Главные действующие лица спектакля: Мэкки-Нож – Ярослав Жуков, Джонатан Джеремия Пичем – Андрей Глушков, Селия, его жена – Валентина Инешина, Полли, его дочь – Зарина Левицкая, Пантера Браун – Вячеслав Макеев, Люси, его дочь – Ксения Карельская, Дженни-Малина – Виктория Щеголева и Елена Калинина, Филч – Егор Ермолаев.

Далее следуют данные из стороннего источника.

PR #108, opened 2022-01-18
[SITE] User API key generation, listing, validation

CiaranMn:
## What this does
Introduces an `ApiKey` model to generate user API keys.

An API key is in the following format - `b10ck5.[publicId].[privateId]` - where:
- `b10ck5` is a constant prefix 
  - it allow users and repo-scanning tools to identify BP API keys (where it appears as the prefix of a string which otherwise matches the format)
- `publicId` is 16 random bytes encoded in hex to produce 24 characters:
  - it is used to identify API keys when presented by users
  - it is also used to identify API keys when displaying them to users, along with any display name
  - in future it can be used to identify specific API keys users want to revoke, rename, etc
- `privateId` is a uuid (36 characters including dashes)

This format [inspired by Dynatrace's](https://www.dynatrace.com/news/blog/further-enhance-security-by-easily-automating-your-api-token-protection/).

The full API key is only known at the point of creation, with only the `publicId` and `salt` persisted to the database, along with the hash of `[publicId].[privateId].[salt]`.

When a user presents an API key, the key is retrieved by `publicId` and the hashes compared.

For MVP, users can only have a single active key at a time. Generating a new key will revoke any keys associated with the user that have not already been revoked.

We could probably do without a salt for this but I don't think it does any harm, either.

I've added a `searchStub` API endpoint as an example endpoint which requires a valid API key - this will be replaced with the logic in #106 when we pull this together.

## How to test it
Log in to `http://localhost:3000` in the browser, and then either run the following in the console or get your cookie and do it via some other tool.

1. Generate an API key
```JavaScript
fetch("http://localhost:3000/api/me/generateApiKey", { 
    headers: { "content-type": "application/json" }, 
    method: "POST", 
    body: JSON.stringify({ displayName: "test" }) 
 }).then(resp => resp.json()).then(console.log)
```
make a note of the key responded to use in future tests.

2. List keys
```javascript
fetch("http://localhost:3000/api/me/apiKeys").then(resp => resp.json()).then(console.log)
```

3. Try using a key in the dummy endpoint
```javascript
fetch("http://localhost:3000/api/searchStub", { 
  headers: { "x-api-key": "b10ck5.xxxx" } 
}).then(resp => resp.json()).then(console.log)
```
Try invalidly formatted keys, or no key.

4. Generate a new key, then try using the one you generated previously - it should fail.


site/src/lib/middleware/hasValidApiKey.middleware.ts
```diff
@@ -0,0 +1,34 @@
...
+      );
+    }
+
+    const { db } = req;
+
+    await ApiKey.validate(db, { apiKeyString: apiKey });
+
+    next();
+  } catch (err) {
+    return res.status(401).send(
```
kachkaev, line 25: Different code styles (`throw new Error` and `res.status().send()) made me think that the responses would be shaped differently. They are the same, which is good for the end users:

Screenshot 2022-01-18 at 20 07 02

I wonder if we can align the implementation or at least state why we cannot do this. I originally thought that `throw new Error` would give us `5xx` – that’s why I went to check this.

site/src/lib/model/apiKey.model.ts
```diff
@@ -0,0 +1,239 @@
...
+  revokedAt?: Date | null;
+  salt: string;
+  useCount: number;
+  user: DBRef;
+
+  static readonly COLLECTION_NAME = "bp-api-keys";
+
+  private static readonly HASHING_SECRET = process.env.HASHING_SECRET;
+
+  private static readonly PREFIX = "b10ck5";
```
kachkaev, line 41: Does prefix need to look cryptic? It’d might be nice to add a small comment explaining what this prefix is for and why it’s not `"blocks"` for instance.

site/src/lib/model/apiKey.model.ts
```diff
@@ -0,0 +1,239 @@
...
+  lastUsedAt?: Date | null;
+  publicId: string;
+  revokedAt?: Date | null;
+  salt: string;
+  useCount: number;
+  user: DBRef;
+
+  static readonly COLLECTION_NAME = "bp-api-keys";
+
+  private static readonly HASHING_SECRET = process.env.HASHING_SECRET;
```
kachkaev, line 39:
```suggestion
  private static readonly HASHING_SECRET = mustGetEnvVar(process.env.HASHING_SECRET);
```

This will give us an early crash.

kachkaev: We also won’t need these checks below:

```
    if (!this.HASHING_SECRET) {
      throw new Error(
        "Cannot hash API key: no HASHING_SECRET present in environment.",
      );
    }
```

site/src/lib/model/apiKey.model.ts
```diff
@@ -0,0 +1,239 @@
...
+        "Cannot hash API key: no HASHING_SECRET present in environment.",
+      );
+    }
+
+    const stringToHash = `${publicId}.${privateId}.${salt}`;
+
+    return crypto
+      .createHmac("sha256", this.HASHING_SECRET)
+      .update(stringToHash)
+      .digest("hex");
```
kachkaev, line 90: 👍

site/src/lib/model/apiKey.model.ts
```diff
@@ -0,0 +1,239 @@
...
+        { publicId: this.publicId },
+        { $inc: { useCount: 1 }, $set: { lastUsedAt: new Date() } },
+        { returnDocument: "after" },
+      );
+
+    if (value) {
+      this.lastUsedAt = value.lastUsedAt;
+      this.useCount = value.useCount;
+    }
+  }
```
kachkaev, line 238: What do we need `useCount` for? Doing too many writes may become a bottleneck 🤔 If we only update `lastUsedAt`, we can do this with some threshold (like at most once per minute).

kachkaev (commented):
Great stuff! I left a few minor comments / questions.

site/src/lib/model/apiKey.model.ts
```diff
@@ -0,0 +1,239 @@
...
+      .collection<ApiKeyDocument>(this.COLLECTION_NAME)
+      .findOne({
+        publicId: params.publicId,
+      });
+
+    if (!apiKeyRecord) {
+      return undefined;
+    }
+
+    return new ApiKey(apiKeyRecord);
```
benwerner01, line 140: Just for consistency, I've been returning `null` instead when something isn't found in the other model classes:
```suggestion
    return apiKeyRecord ? new ApiKey(apiKeyRecord) : null;
```

site/src/lib/model/user.model.ts
```diff
@@ -361,6 +362,19 @@ export class User {
     return emailVerificationCode;
   }
 
+  async generateApiKey(db: Db, params: { displayName: string }) {
+    const { displayName } = params;
+
+    /* @todo allow users to have multiple API keys - remove this once implemented */
+    await ApiKey.revokeAll(db, { user: this });
+
+    return await ApiKey.create(db, { displayName, user: this });
```
benwerner01, line 371: This is likely best addressed on the frontend, but I don't think it's expected behaviour for a "Create API Key" button to immediately invalidate an existing API key. This might lead a user to accidentally invalidate an API key they are using in some infrastructure. Until we remove this limitation, it might be a good idea to have some warning dialog on the FE to ensure the user is aware of the consequences of generating another API key, or just not let them generate one if they already have one.

site/README.md
```diff
@@ -151,6 +162,20 @@ Retrieves the user object of the currently logged in user.
...
+
+Retrieves metadata on the API keys associated with the authenticated user.
+
+- Request Response:
+  - `apiKeys`: metadata on API keys (the key itself is only visible at the point of generation)
+
+### `POST /api/me/generateApiKey` [authenticated]
+
+Generates a new API key for the authenticated user, and revokes any others.
+
```
benwerner01, line 175: I think this is missing the definition of the `Request Body`, which requires a `displayName` in the request body

benwerner01 (approved):
Thanks Ciaran for getting this done, this looks good to me and is working for me locally 👍

Had two non-blocking suggestion, and a thought about the temporary behaviour of the `generateAPIKey` method (which is likely best addressed in the FE)

site/src/lib/middleware/hasValidApiKey.middleware.ts
CiaranMn: The error is immediately caught by the catch block - I threw it like this to make sure that this error is handled the same as anything thrown by `ApiKey.validate`.

I can instead repeat the `res.status(401).send`, although this makes it more likely they will diverge - is this clearer/better?

```typescript
  try {
    const apiKey = req.headers["x-api-key"];
    if (!apiKey || typeof apiKey !== "string") {
      return res
        .status(401)
        .send(
          formatErrors({
            msg: "A valid API key must be provided in a 'x-api-key' header.",
          }),
        );
    }
    ...
  } catch (err) {
    return res.status(401).send(
      formatErrors({
        msg:
          err instanceof Error
            ? err.message
            : "Unknown error validating API key.",
      }),
    );
  }
```

site/README.md
```diff
@@ -151,6 +162,20 @@ Retrieves the user object of the currently logged in user.
 - Request Response:
   - `user`: the user currently authenticated with the API
 
+### `GET /api/me/apiKeys` [authenticated]
```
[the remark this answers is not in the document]
CiaranMn: I agree but would rather we do this in follow-up since it'll involve renaming every other API route (or having this one oddly inconsistent with the others)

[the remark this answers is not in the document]
CiaranMn: https://app.asana.com/0/1201095311341924/1201685191027589/f

site/src/lib/model/apiKey.model.ts
CiaranMn: Added a comment

site/README.md
CiaranMn: Thanks, added

site/src/lib/middleware/hasValidApiKey.middleware.ts
CiaranMn: I've gone ahead and done this - let me know if it's better

site/src/lib/model/apiKey.model.ts
CiaranMn: Some indication of activity would be helpful - until we have better event tracking generally, and levels of activity that cause concern, I think this is fine.

site/src/lib/model/user.model.ts
CiaranMn: Agreed - the button will be called 'Regenerate API key' and a warning displayed when the user does so.

CiaranMn (commented):
Feedback applied unless otherwise noted - thanks both!

site/src/lib/model/apiKey.model.ts
```diff
@@ -0,0 +1,222 @@
...
+  }
+
+  static async create(
+    db: Db,
+    params: { displayName: string; user: User },
+  ): Promise<string> {
+    const { displayName, user } = params;
+
+    const privateId = uuid();
+    const publicId = crypto.randomBytes(16).toString("hex");
```
thehabbos007, line 99: Non blocking - continuation of above comment, the `16` byte count here could be the same const divided by 2. Also perhaps making it clear that 1 byte = 2 hex digits so no one will change it by accident

site/src/lib/model/apiKey.model.ts
```diff
@@ -0,0 +1,222 @@
...
+
+  /**
+   * This prefix helps to identify keys for both humans and automated code-scanners.
+   * It aims to balance human-readability with avoiding false positives (which plain "blocks" might do).
+   */
+  private static readonly PREFIX = "b10ck5";
+
+  private static readonly KEY_FORMAT_REGEXP = new RegExp(
+    // e.g. b10ck5.e84a616cedc8822b02ac96761b068f19.91ea0c90-acee-4215-a01e-85a4438af0ea
+    `^${ApiKey.PREFIX}\\.[a-z0-9]{32}\\.[a-z0-9]{8}-[a-z0-9]{4}-[a-z0-9]{4}-[a-z0-9]{4}-[a-z0-9]{12}$`,
```
thehabbos007, line 50: Non-blocking - could it be helpful to extract the publicId length `{32}` into a const that the generated bytes can use below?

thehabbos007 (approved):
Looks good to me. Minor thing about `publicId` part of the key, but not blocking a merge.

site/src/lib/model/apiKey.model.ts
CiaranMn: Agreed, thank you - I've done this [here](https://github.com/blockprotocol/blockprotocol/pull/108/commits/1c004c374c9935397a3969731a46a4bd9c9109e7)

site/README.md
```diff
@@ -13,13 +13,24 @@ The public-facing [blockprotocol.org](https://blockprotocol.org) website serves
...
-    - `SESSION_SECRET`: he secret used to sign the session ID cookie
+    - `HASHING_SECRET`: the secret used to hash API keys
+    - `SESSION_SECRET`: the secret used to sign the session ID cookie
     - `MONGODB_URI`: the URL where the mongo developer db instance is hosted (for example at `mongodb://root:password@localhost:27017/`)
     - `MONGODB_DB_NAME`: the name of the database (for example `local`)
     - `MONGODB_USERNAME`: the database username
     - `MONGODB_PASSWORD`: the database password
     - `FRONTEND_DOMAIN` (optional): the domain where the frontend is hosted (defaults to `localhost:3000`)
 
+Example minimal file at `site/.env.local` (with **zero** security) to make local development work when following the instructions below:
```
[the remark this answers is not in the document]
kachkaev: The new offset fixes the list, thanks!

I still think we might be slightly better off by having the vars in `site/.env.development` which is tracked by git. One less step to do to start the app locally. But this is optional.

site/src/lib/middleware/hasValidApiKey.middleware.ts
kachkaev: Yeah that looks a bit more coherent thanks! 👍

kachkaev (approved):
Thanks Ciaran! Just left one optional suggestion about `site/.env.development` (see unresolved comment).

site/README.md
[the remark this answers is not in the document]
CiaranMn: Captured for followup - https://app.asana.com/0/1201095311341924/1201685786367415/f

— Мы уже вышли на финишную прямую в процессе постановки спектакля. Спектакль должен получиться очень интересным и необычным. Будет много общения со зрителем – отсутствие так называемой «четвертой стены». История получилась интересная и актуальная, несмотря на то, что написана почти 100 лет назад, в 1928 году. Жанр мы определили как «криминальный мУзЫкл». В нашем спектакле много хорошей и стильной музыки, которую создал композитор и актер Ярослав Жуков, он же исполнитель главной роли – Мэкки-ножа. У нас замечательный и дружный актерский ансамбль. Это уже наша пятая постановка с режиссером Рачей Махатаевым. Каждый раз мы узнаем для себя что-то новое и лучше понимаем друг друга. В целом история получается стильная и захватывающая. Думаю, нашим зрителям будет интересно следить за развитием сюжета. Приглашаем всех к нам на премьеру! – делится актриса театра имени Достоевского Ксения Карельская.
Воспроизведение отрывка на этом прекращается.